Required action
Which lines of the data below include the string "well"? Return each of them.

Material supplied

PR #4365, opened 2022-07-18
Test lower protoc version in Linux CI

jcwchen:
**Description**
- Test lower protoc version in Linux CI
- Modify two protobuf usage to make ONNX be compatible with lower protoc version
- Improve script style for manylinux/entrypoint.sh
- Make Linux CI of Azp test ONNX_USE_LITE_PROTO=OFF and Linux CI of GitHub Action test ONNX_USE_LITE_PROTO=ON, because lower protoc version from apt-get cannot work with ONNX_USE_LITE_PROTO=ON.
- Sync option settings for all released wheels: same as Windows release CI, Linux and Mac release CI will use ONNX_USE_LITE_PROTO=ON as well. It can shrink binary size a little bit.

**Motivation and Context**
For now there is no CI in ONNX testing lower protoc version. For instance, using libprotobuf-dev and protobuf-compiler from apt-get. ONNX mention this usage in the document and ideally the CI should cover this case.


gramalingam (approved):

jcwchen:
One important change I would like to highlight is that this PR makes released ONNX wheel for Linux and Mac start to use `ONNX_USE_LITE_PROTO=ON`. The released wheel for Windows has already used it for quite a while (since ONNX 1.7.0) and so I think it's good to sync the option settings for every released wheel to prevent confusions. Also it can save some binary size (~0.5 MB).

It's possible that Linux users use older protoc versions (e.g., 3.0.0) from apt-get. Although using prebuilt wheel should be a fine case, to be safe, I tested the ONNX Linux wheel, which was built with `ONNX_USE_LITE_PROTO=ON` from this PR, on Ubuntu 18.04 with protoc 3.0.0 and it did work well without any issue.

Solved problem
- Sync option settings for all released wheels: same as Windows release CI, Linux and Mac release CI will use ONNX_USE_LITE_PROTO=ON as well. It can shrink binary size a little bit.
It's possible that Linux users use older protoc versions (e.g., 3.0.0) from apt-get. Although using prebuilt wheel should be a fine case, to be safe, I tested the ONNX Linux wheel, which was built with `ONNX_USE_LITE_PROTO=ON` from this PR, on Ubuntu 18.04 with protoc 3.0.0 and it did work well without any issue.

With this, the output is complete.